SUPPLIED ENTRIES: Begin
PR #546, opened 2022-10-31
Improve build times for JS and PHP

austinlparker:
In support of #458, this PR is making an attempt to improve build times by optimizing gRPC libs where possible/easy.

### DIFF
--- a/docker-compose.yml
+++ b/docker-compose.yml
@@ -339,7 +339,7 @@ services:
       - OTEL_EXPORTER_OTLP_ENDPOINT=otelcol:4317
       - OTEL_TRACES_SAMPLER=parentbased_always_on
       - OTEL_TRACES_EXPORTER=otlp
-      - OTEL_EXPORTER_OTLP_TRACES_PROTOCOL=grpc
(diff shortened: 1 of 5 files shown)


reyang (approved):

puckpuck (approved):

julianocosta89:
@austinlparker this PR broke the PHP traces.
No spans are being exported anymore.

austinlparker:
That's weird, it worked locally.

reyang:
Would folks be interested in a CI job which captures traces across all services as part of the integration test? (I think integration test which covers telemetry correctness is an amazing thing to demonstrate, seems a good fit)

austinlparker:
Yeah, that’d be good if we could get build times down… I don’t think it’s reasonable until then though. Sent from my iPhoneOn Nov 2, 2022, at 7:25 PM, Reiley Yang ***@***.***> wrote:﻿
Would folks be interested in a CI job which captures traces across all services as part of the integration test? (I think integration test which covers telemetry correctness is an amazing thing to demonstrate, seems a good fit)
SUPPLIED ENTRIES: End
SUPPLIED ENTRIES: Begin
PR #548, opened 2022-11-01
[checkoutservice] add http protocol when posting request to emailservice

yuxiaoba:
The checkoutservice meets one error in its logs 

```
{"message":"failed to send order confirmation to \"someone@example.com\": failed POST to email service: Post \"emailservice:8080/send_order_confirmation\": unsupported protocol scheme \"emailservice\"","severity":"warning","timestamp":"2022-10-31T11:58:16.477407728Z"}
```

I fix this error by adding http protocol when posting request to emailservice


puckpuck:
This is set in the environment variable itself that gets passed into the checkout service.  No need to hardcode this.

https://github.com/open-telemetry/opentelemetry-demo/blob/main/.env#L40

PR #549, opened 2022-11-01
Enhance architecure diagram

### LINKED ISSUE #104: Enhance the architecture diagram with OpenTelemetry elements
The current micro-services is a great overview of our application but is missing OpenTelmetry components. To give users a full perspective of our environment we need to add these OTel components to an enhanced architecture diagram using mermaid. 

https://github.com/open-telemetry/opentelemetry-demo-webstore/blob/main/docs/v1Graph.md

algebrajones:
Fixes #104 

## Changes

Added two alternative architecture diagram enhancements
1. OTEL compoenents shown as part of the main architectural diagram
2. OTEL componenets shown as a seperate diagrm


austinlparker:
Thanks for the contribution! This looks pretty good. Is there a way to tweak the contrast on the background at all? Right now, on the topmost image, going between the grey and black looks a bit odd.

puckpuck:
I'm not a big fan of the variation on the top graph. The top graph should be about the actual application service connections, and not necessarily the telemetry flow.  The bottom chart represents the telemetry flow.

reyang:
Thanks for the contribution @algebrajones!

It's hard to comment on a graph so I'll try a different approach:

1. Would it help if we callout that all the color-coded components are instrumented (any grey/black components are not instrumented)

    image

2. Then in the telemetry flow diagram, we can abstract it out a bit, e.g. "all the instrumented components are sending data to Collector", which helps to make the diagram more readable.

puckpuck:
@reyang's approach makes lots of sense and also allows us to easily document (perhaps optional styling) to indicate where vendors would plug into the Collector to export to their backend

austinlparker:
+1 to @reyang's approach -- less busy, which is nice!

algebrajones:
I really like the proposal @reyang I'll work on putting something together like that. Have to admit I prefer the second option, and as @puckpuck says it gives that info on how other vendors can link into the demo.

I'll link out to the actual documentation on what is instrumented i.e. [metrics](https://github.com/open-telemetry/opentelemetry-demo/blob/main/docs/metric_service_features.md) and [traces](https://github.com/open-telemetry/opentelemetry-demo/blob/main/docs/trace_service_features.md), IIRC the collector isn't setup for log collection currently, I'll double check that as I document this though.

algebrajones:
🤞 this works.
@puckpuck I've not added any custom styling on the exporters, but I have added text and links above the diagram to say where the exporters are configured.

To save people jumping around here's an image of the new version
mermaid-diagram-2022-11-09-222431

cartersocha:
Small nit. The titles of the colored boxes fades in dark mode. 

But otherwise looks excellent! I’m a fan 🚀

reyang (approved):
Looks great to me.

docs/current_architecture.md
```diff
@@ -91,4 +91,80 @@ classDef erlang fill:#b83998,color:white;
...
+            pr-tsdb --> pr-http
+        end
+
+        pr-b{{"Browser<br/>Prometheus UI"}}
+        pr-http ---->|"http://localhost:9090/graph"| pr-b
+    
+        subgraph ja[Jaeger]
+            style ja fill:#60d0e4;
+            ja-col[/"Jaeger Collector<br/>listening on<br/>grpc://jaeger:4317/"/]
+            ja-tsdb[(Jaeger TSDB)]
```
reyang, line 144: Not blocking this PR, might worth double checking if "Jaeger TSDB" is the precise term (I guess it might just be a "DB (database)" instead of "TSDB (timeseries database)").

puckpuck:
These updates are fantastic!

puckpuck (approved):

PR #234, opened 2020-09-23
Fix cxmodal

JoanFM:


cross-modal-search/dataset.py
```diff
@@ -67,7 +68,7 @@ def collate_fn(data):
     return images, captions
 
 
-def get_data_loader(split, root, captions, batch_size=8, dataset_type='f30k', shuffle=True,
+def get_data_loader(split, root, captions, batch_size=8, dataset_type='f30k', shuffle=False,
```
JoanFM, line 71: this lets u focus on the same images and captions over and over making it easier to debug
SUPPLIED ENTRIES: End
SUPPLIED ENTRIES: Begin
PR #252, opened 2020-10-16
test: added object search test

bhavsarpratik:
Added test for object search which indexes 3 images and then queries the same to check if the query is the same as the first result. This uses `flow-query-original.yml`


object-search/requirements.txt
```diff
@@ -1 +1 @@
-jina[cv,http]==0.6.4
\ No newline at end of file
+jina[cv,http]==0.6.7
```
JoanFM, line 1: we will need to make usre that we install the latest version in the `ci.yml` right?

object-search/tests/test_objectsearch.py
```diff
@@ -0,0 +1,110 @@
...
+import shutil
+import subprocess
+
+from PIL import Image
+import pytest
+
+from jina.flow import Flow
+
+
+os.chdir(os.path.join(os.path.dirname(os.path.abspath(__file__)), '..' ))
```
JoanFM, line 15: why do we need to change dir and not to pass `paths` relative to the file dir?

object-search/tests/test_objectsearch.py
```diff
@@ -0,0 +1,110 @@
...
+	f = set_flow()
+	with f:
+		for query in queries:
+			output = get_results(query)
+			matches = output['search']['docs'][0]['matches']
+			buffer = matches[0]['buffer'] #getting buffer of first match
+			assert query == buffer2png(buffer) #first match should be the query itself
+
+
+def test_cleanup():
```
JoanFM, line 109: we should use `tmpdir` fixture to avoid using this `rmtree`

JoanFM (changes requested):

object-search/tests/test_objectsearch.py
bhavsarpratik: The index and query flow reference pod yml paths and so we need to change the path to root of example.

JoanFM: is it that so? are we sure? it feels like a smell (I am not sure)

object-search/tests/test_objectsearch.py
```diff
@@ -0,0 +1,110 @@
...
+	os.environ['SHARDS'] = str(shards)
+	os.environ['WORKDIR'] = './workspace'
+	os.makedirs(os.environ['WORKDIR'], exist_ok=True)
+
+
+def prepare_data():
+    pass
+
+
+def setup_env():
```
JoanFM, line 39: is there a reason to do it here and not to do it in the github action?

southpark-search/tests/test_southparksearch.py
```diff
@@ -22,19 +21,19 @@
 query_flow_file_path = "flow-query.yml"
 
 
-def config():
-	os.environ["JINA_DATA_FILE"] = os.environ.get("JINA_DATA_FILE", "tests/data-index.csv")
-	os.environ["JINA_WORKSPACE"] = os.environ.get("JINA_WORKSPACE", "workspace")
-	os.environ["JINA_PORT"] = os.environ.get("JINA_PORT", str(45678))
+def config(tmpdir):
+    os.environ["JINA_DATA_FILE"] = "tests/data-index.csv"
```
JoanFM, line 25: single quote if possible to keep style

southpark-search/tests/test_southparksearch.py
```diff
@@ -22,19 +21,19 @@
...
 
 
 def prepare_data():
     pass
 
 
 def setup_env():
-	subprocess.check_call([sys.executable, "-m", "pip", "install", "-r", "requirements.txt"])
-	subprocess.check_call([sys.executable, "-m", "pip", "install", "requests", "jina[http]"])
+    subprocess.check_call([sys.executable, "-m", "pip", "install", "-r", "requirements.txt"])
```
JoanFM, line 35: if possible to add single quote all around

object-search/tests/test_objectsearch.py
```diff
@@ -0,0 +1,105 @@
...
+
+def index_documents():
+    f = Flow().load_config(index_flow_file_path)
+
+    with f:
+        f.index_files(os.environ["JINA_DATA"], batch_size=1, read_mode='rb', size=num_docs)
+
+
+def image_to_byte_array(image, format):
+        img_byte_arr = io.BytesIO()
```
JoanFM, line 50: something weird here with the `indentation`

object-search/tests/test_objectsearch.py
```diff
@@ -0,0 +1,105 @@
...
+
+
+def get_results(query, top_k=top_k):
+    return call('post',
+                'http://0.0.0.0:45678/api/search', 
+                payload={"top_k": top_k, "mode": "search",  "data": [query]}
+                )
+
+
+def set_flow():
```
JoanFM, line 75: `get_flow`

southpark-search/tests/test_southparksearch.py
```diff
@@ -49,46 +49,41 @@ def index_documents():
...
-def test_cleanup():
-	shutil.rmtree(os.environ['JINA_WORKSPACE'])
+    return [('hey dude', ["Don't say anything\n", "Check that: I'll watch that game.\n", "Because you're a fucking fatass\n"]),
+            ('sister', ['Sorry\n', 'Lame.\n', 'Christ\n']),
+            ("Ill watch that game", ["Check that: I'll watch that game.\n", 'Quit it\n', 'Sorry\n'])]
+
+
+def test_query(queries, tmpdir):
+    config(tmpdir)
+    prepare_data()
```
SUPPLIED ENTRIES: End
# TO DO
The answer must consist of every line from the data that contains the word "shuffle".

# RESPONSE FOR THIS EXERCISE
-def get_data_loader(split, root, captions, batch_size=8, dataset_type='f30k', shuffle=True,
+def get_data_loader(split, root, captions, batch_size=8, dataset_type='f30k', shuffle=False,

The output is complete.